What Fitzroy McLean is speculating here is that one way such a blow-up manifests itself is in an explosion of what the state considers "crime." Anyone who has lived in the West – either Europe or America – is well aware of how many more things are against the law now than even several decades ago. What is illegal spans the spectrum from ludicrous to dangerous. Ludicrously, the EU bans the sale of eggs by the dozen. Dangerously, the US FDA encourages vaccines that may be deadly while banning numerous cancer treatments that may be life-saving.
Over time, these laws pile up, ludicrous, dangerous and simply paralyzing to civil society. A tipping point is gradually reached where "normal" citizens begin to realize that even day-to-day activities are in some sense seen as lawless by the central government. By this point, most citizens are involved in some sort of civil disobedience simply to survive. And this is the tipping point, then, when people realize that their own societies are not livable within the parameters that their own officials are setting forth.
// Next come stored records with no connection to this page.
PR #243, opened 2017-08-11
Refactor network wrappers

ballinette:
## Improvements

* Refactor the network wrappers to improve separation of concerns:
  + simplification of network states (`offline`, `connecting`, `connected` for realtime protocole ; `offline`, `ready` for future HTTP protocol)
  + each protocol is responsible of its states, and manage itself the offline mode
  + `Kuzzle` object still exposes queuing methods, but now delegates their implementation to network protocols.

* Refactor the Room management : the `Room` class now inherits from `EventEmitter`:
  + a room handles the subscription to Kuzzle API (one single subscription for each room, with its own filters and options)
  + listener callbacks can subscribe to a room to be notified by Kuzzle notifications.

Some sample codes to manage rooms:
```js
var 
  collection = kuzzle.collection('foo', 'bar'),
  filters = {equals: {foo: 'bar'}},
  room;

/*
* simple subscribe to new document with default scope/state options
*/
room = collection.subscribe(filters, function(data) {
  console.log('New document within the scope: ', data.document);
}).onDone(function(err, res) {
  if (err) {
    console.error('Error while subscribing to the room: ', err);
  } else {
    console.log('Subscription ready');
  }
});

/*
* Create a Room with custom options and add some listeners to it
*/

// create the room:
room = collection.room(filters, {state: all, scope: all, users: all, subscribeToSelf: false});

// listen to notifications about documents:
room.on('document', function(data) {
  if (data.scope === 'in') {
    console.log('New document within the scope: ', data.document);
  } else if (data.scope === 'out') {
    console.log('Document moved from the scope: ', data.document);
  } 
});

// listen to notifications about other users subscribing to the same room:
room.on('user', function(data) {
  if (data.user === 'in') {
    console.log('A user has joigned the room', data.volatile);
  } else if (data.user == 'out') {
    console.log('A user has leaved the room', data.volatile);
  }
  console.log('Number of listening users: ', data.result.count);
});

// subscribe to the room:
room.subscribe(function(err, res) {
  if (err) {
    console.error('Error while subscribing to the room: ', err);
  } else {
    console.log('Subscription ready');
  }
});
```

## Boyscout improvements
* use ES6 and Babel to browser transpilation (only for new and refactored classes for now)
* promisify somme missing method of `Kuzzle` and `Room` prototypes
* replace `jwtToken` by `jwt`
* improve unit tests

### Renamed properties and method in `Kuzzle` prototype
* `jwtToken` => `jwt`
* `getJwtToken()` => `getJwt()`
* `setJwtToken(token)' => `setJwt(token)`
* `unsetJwtToken()` => `unsetJwt()`
* `replayQueue()` => `playQueue()`

### Removal of `SubscribeResult` prototype:
* `onDone` method move to `Room` prototype.
* `Collection.subscribte()` method returns now the created `Room` object

### Changed signature for `Collection.room` method and `Room` constructor 

`collection.room([options])` => `collection.room(filters, [options])`
`new Room(collection, [options])` => `new Room(collection, filters, [options])` 

### Changed signature for `Room.renew` method

`renew([filters], notificationCallback, subscriptionCallback)` => `renew(subscriptionCallback)`

* `filters` is now an immutable property (we need to create a new Room if we want to change the filters)
* `notificationCallback` has become useless since the `Room` is now an event emitter:
```js
// Old code:
room.renew(notificationCallback, subscriptionCallback);

// ===> New Code:
room.renew(subscriptionCallback).addListener('document', notificationCalllback);
```

### New option `protocol` to Kuzzle constructor
Must be filled to use another protocol than native websocket
currently, 2 supported values: 
* `websocket` (default)
* `socketio`
:warning: The network wrappers does not automatically fallback to socketIO anymore if Websocket is not supported.


src/Collection.js
```diff
@@ -817,10 +812,6 @@ Collection.prototype.scrollSpecifications = function (scrollId, options, cb) {
 
   this.kuzzle.callbackRequired('Collection.scrollSpecifications', cb);
 
-  if (options && options.scroll) {
```
ballinette: not needed here since `scroll` option is already managed within `kuzzle.query`method

src/Collection.js
```diff
@@ -758,10 +757,6 @@ Collection.prototype.scroll = function (scrollId, options, filters, cb) {
 
   request.scrollId = scrollId;
 
-  if (options && options.scroll) {
```
ballinette: not needed here since `scroll` option is already managed within `kuzzle.query`method

src/eventEmitter/index.js
```diff
@@ -129,7 +129,7 @@ if (typeof window === 'undefined') {
     listeners = this._events && this._events[eventName];
 
     if (!listeners || !listeners.length) {
-      return;
+      return false;
```
ballinette: fix KuzzleEventEmitter methods signatures, to be consistant with NodeJS `event` specitications:

emit should return a boolean value.
(see https://nodejs.org/api/events.html#events_emitter_emit_eventname_args )

src/networkWrapper/wrappers/abstract/realtime.js
```diff
@@ -0,0 +1,389 @@
...
+  }
+
+  dequeuingProcess();
+}
+
+/**
+ * Clean history from requests made more than 10s ago
+ */
+function cleanHistory (requestHistory) {
+  var
```
scottinet: Nitpicking: consider using `const` instead of `var`.

src/networkWrapper/wrappers/abstract/realtime.js
```diff
@@ -0,0 +1,389 @@
...
+    now = Date.now();
+
+  Object.keys(requestHistory).forEach(function (key) {
```
scottinet: Nitpicking: replace with `for(const ... of ...)`

src/networkWrapper/wrappers/websocket.js
```diff
@@ -1,55 +1,44 @@
...
+      this.clientConnected();
     };
 
-    this.client.onclose = function (closeEvent, message) {
-      var error;
-      var status;
-      var reason = message;
+    this.client.onclose = (closeEvent, message) => {
+      let
+        error,
```
scottinet: This `error` variable is shadowed by the one declared in the function starting line 65.

Suggestion: declare this variable as a `const` directly line 58, as it seems to be the only block where it is used.

src/networkWrapper/wrappers/websocket.js
```diff
@@ -63,113 +52,60 @@ function WSNode(host, port, ssl) {
...
 
-        onClientNetworkError(self, autoReconnect, reconnectionDelay, error);
+        this.clientNetworkError(error);
       }
     };
 
-    this.client.onerror = function (error) {
+    this.client.onerror = error => {
       if (!(error instanceof Error)) {
         error = new Error(error);
```
scottinet: Nitpicking: function parameters should not be overwritten.

src/Kuzzle.js
```diff
@@ -239,6 +115,81 @@ function Kuzzle (host, options, cb) {
...
+            delete data.result;
+          }
+          room.notify(data);
+        };
+
+      if (this.jwt !== undefined) {
+        object.jwt = this.jwt;
+      }
+
+      if (room.volatile) {
```
ballinette: done

test/kuzzle/connect.test.js
```diff
@@ -28,310 +32,142 @@ describe('Kuzzle connect', function () {
...
-      process.nextTick(function () {
-        should(renewStub).be.calledOnce();
-        done();
-      });
+      clock.tick();
+      should(eventStub).be.calledOnce();
     });
 
-    it('should dequeue requests automatically on a connection success', function (done) {
+    it('should keep a valid JWT Token at reconnection', function () {
```
dbengsch: a valid JWT ?

test/kuzzle/connect.test.js
```diff
@@ -28,310 +32,142 @@ describe('Kuzzle connect', function () {
...
-        done();
-      });
+      should(kuzzle.jwt).be.eql('foobar');
+      should(eventStub).not.be.called();
     });
-  });
 
-  describe('=> on reconnection', function () {
-    it('should exit offline mode when reconnecting', function (done) {
+    it('should empty the JWT Token at reconnection if it has expired', function () {
```
dbengsch: JWT ?

src/networkWrapper/index.js
```diff
@@ -1,27 +1,26 @@
...
-    throw new Error('Aborting: no websocket support detected and no socket.io library loaded either.');
+function network(protocol, host, options) {
+  switch (protocol) {
+    case 'websocket':
+      if (typeof window !== 'undefined' && typeof WebSocket === 'undefined') {
+        throw new Error('Aborting: no websocket support detected.');
+      }
+      return new (require('./protocols/websocket'))(host, options);
+    case 'socketio':
+      if (!window.io) {
```
xbill82: We assume that no one will ever try to use Socket.IO outside a browser?
(after all, sounds fair to me, just asking to be sure it's on purpose)

test/kuzzle/methods.test.js
```diff
@@ -376,344 +315,467 @@ describe('Kuzzle methods', function () {
...
-  describe('#setDefaultIndex', function () {
-    it('should throw an error if the provided index is not a string', function () {
-      should((function () {kuzzle.setDefaultIndex();})).throw();
-      should((function () {kuzzle.setDefaultIndex({});})).throw();
-      should((function () {kuzzle.setDefaultIndex([]);})).throw();
-      should((function () {kuzzle.setDefaultIndex(123);})).throw();
-      should((function () {kuzzle.setDefaultIndex(null);})).throw();
-      should((function () {kuzzle.setDefaultIndex(undefined);})).throw();
+  describe('#getJwt', function () {
+    it('should return the current jwt token', function () {
```
dbengsch: JWT

test/kuzzle/methods.test.js
```diff
@@ -976,142 +916,112 @@ describe('Kuzzle methods', function () {
...
+      kuzzle.setJwt({foo: 'bar'});
 
-        should(args[0].controller).be.exactly('auth');
-        should(args[0].action).be.exactly('getMyCredentials');
-        should(args[2]).be.exactly(null);
-        done();
-      });
+      should(kuzzle.jwt).be.undefined();
+      should(loginAttemptStub).be.calledOnce();
+      should(loginAttemptStub).be.calledWith({ error: 'Cannot find a valid JWT token in the following object: {"foo":"bar"}', success: false });
```
dbengsch: :(

src/networkWrapper/index.js
ballinette: If we are outside a browser, we have native websocket support, so I don't see any reason to use socketIO...

PR #249, opened 2017-09-27
Throw when using Nodejs version in browser

xbill82:
By injecting a `BUILT` constant via Webpack, and by checking the `window` global, we are able to detect if the user is using the Nodejs version in the browser.

### DIFF
--- a/index.js
+++ b/index.js
@@ -5,4 +5,12 @@ var
 // Adds on the fly methods promisification
 Kuzzle.prototype.bluebird = bluebird;
 
+if (typeof window !== 'undefined' && typeof BUILT === 'undefined') {
+  /* eslint-disable no-console */
+  console.warn('It looks like you are using the Nodejs version of Kuzzle SDK ' +
+               'in a browser. ' +
+               'It is strongly recommended to use the browser-specific build instead. ' +
+               'Learn more at https://github.com/kuzzleio/sdk-javascript/tree/master#javascript');
+}
+
 module.exports = Kuzzle;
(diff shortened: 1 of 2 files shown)


ballinette:
I suggest to be more strict and throw an error if we try to use the nodejs version in a browser

xbill82:
@ballinette Why? Technically, the SDK works. It is a common practice in famous browser libraries like React, Redux, Vuejs, etc... To display warnings when something _looks_ bad, but maybe the user just knows what he/she is doing.

ballinette:
@xbill82 so I don't understand the goal here.
If the SDK works perfectly with the Node version in the brother, why should we display a warning message ?
If not, why do we allow to use it ?

Is there any acceptable use case that a browser app could use the nodejs version of the sdk instead of the built one ?

index.js
```diff
@@ -5,4 +5,11 @@ var
 // Adds on the fly methods promisification
 Kuzzle.prototype.bluebird = bluebird;
 
+if (typeof window !== 'undefined' && typeof BUILT === 'undefined') {
+  throw new Error('It looks like you are using the Nodejs version of Kuzzle SDK ' +
+               'in a browser. ' +
+               'It is strongly recommended to use the browser-specific build instead. ' +
```
scottinet: Since we now throw an error, we are more than "strongly recommending" to use the built-version of the SDK. :-)

index.js
```diff
@@ -5,4 +5,11 @@ var
...
+               'Learn more at https://github.com/kuzzleio/sdk-javascript/tree/master#browser');
```
scottinet: I cannot find that anchor in our README file, either in `master`, `5.x` or `6.x`

ballinette: the anchor in the README is `#javascript` 
should rather be `#browser`, imho, so the link here is correct, bug we need to fix the Readme.

xbill82: @scottinet https://github.com/kuzzleio/sdk-javascript/tree/5.x#browser

xbill82:
Merging as 4 :white_check_mark:

PR #263, opened 2017-12-05
return result in case of partial errors for mupdate/mcreate/mdelete methods

ballinette:


src/Collection.js
```diff
@@ -367,7 +367,7 @@ Collection.prototype.mCreateDocument = function (documents, options, cb) {
   });
 
   self.kuzzle.query(this.buildQueryArgs('document', 'mCreate'), data, options, cb && function (err, res) {
-    cb(err, err ? undefined : res.result);
+    cb(err, res && res.result);
```
scottinet: This will invoke the callback with a `false` result part instead of a `undefined` one in case of a non-partial error.

Fix: `cb(err, res ? res. result : undefined);`

src/Collection.js
```diff
@@ -403,7 +403,7 @@ Collection.prototype.mCreateOrReplaceDocument = function (documents, options, cb
   });
 
   self.kuzzle.query(this.buildQueryArgs('document', 'mCreateOrReplace'), data, options, cb && function (err, res) {
-    cb(err, err ? undefined : res.result);
+    cb(err, res && res.result);
```
scottinet: Wrong result value in case of error (see above)

src/Collection.js
```diff
@@ -437,7 +437,7 @@ Collection.prototype.mDeleteDocument = function (documentIds, options, cb) {
   self.kuzzle.callbackRequired('Collection.mDelete', cb);
 
   self.kuzzle.query(this.buildQueryArgs('document', 'mDelete'), data, options, cb && function (err, res) {
-    cb(err, err ? undefined : res.result);
+    cb(err, res && res.result);
```
scottinet: Wrong result value in case of error (see above)

src/Collection.js
```diff
@@ -540,7 +540,7 @@ Collection.prototype.mUpdateDocument = function (documents, options, cb) {
   });
 
   self.kuzzle.query(this.buildQueryArgs('document', 'mUpdate'), data, options, cb && function (err, res) {
-    cb(err, err ? undefined : res.result);
+    cb(err, res && res.result);
```
scottinet: Wrong result value in case of error (see above)

PR #265, opened 2017-12-07
Custom event emitter

scottinet:
# Description

* Remove the possibility of having duplicate listeners added on a same event. Duplicates are now silently discarded instead of being added. To counterbalance this, event emitter methods throw only on rare occasions
* add the `addOnceListener` method, as it's more in line with other method names than `once`, which is now an alias (see below about aliases)

# Other related changes

* since we have rewritten all methods from NodeJS' event emitter class, there is no point in extending it, so I've removed `window` manipulation and the need to require `events` when on NodeJS side
* the `KuzzleEventListener` object is now an ES6 class (added to babel configuration for conversion to ES5)
* simplify the way `once` listeners are handled
* make sure functions returned values are consistent 
* asking for a list of listeners on an unknown event won't create an empty array (potential memleak, albeit small)
* the socketio network layer now correctly expose the whole event emitter API, with a bridge between our `KuzzleEventEmitter` class and socketio's dedicated event emitter 
* aliases: I think we do not want too many aliases, as this leads to [many questions](https://www.google.fr/search?client=ubuntu&channel=fs&q=difference+between+on+and+addlistener&ie=utf-8&oe=utf-8&gfe_rd=cr&dcr=0&ei=UxUpWpTSFdCA3gOOo79A) about the difference between a method and its corresponding alias, so I removed most of them:
  * `off` + `removeListener` => `removeListener` 
  * `emitEvent` + `emit` => `emit`
  * `on` and `once` are now aliases specific to our Javascript SDK implementation, as those two are very commonplace when it comes to event emitters in JS. This is (and should be) the only case where an alias exists

# Other changes

* convert Kuzzle object into an ES6 class


src/networkWrapper/protocols/socketio.js
```diff
@@ -49,36 +43,85 @@ class SocketIO extends RTWrapper {
...
+    return this;
+  }
+
+  on(event, callback) {
+    return this.addListener(event, callback);
+  }
+
+  prependListener(event, callback, once = false) {
+    this._addEventWrapper(event, callback, once);
+    return this.prependListener(event, callback, once);
```
ballinette: infinite loop ?

src/networkWrapper/protocols/socketio.js
```diff
@@ -49,36 +43,85 @@ class SocketIO extends RTWrapper {
...
+    return this;
   }
 
+  /**
+   * Unregisters all listeners either from an event, or from all events
+   *
+   * @param {string} [event]
+   */
+  removeAllListeners(event) {
+    if (event !== undefined && this.eventsWrapper[event] !== undefined) {
```
ballinette: if `event` is defined but `this.eventsWrapper[event]` is not, we will execute the `else` code, and so remove all listeners of all events ??

src/eventEmitter/index.js
```diff
@@ -1,186 +1,142 @@
...
+      this._events[eventName] = [new Listener(listener, once)].concat(this._events[eventName]);
+    }
 
     return this;
-  };
+  }
 
-  KuzzleEventEmitter.prototype.prependOnceListener = function(eventName, listener) {
-    var onceListeners;
+  addOnceListener (eventName, listener) {
```
ballinette: is it necessary to redefine these methods ?

src/networkWrapper/protocols/socketio.js
```diff
@@ -49,36 +43,85 @@ class SocketIO extends RTWrapper {
...
+   * Registers a callback on an event. Once 1 message is received, fires the
    * callback and unregister it afterward.
    *
-   * @param {string} roomId
+   * @param {string} event
    * @param {function} callback
    */
-  once(roomId, callback) {
-    this.socket.once(roomId, callback);
+  addOnceListener(event, callback) {
```
ballinette: is it necessary to redefine these methods ?

src/networkWrapper/protocols/socketio.js
scottinet: I replaced `super` by `this` as a last-minute change, I don't even know why :disappointed:

scottinet:
@ballinette > good catches :+1:

src/networkWrapper/protocols/socketio.js
scottinet: No, it is not. I removed it along with a few others (`on`, `prependOnceListener`, ...)

PR #271, opened 2018-02-23
HTTP Protocol suport

### LINKED ISSUE #167: Provide an option to use the HTTP protocol instead of the WebSocket one in the SDK
Are you going to add an option to use the HTTP protocol in the SDK ? It is currently using the websocket protocol and we don't need to maintain the connection between kuzzle and our client. 

It seems that there is some limitations in terms of performance (WS vs HTTP). 

We are currently using the REST API with Axios (HTTP client library) and we think it's best to use the SDK if you are going to develop this feature soon. We are waiting for this information to decide if we use the REST API with Axios or the javascript SDK.

ballinette:
Add support for HTTP protocol

fix #167
fix also #282


src/networkWrapper/protocols/abstract/common.js
```diff
@@ -0,0 +1,303 @@
...
+        error.status = response.status;
+        network.emit('queryError', error, request, cb);
+      }
+
+      if (cb) {
+        cb(error, response);
+      }
+    });
+  }
+  // Track requests made to allow Room.subscribeToSelf to work
```
scottinet: this comment seems to be a leftover from previous sdk versions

We are evidently and obviously not there yet. But it seems we are good deal closer (in the West anyway) than we were even a decade ago. And, yes, when outlaws and smugglers are seen as the only admirable men, we will have arrived at a place that it is both hopeless and hopeful at the same time. In this sense, Fitzroy McLean has proposed a social and civil yardstick, and we believe (even if he did not mean it entirely seriously) that it is a fairly profound one. Of course, there is much else in this interview that is food for thought, and we urge a serious reading of it. We certainly found it interesting and the fruit of a fertile mind.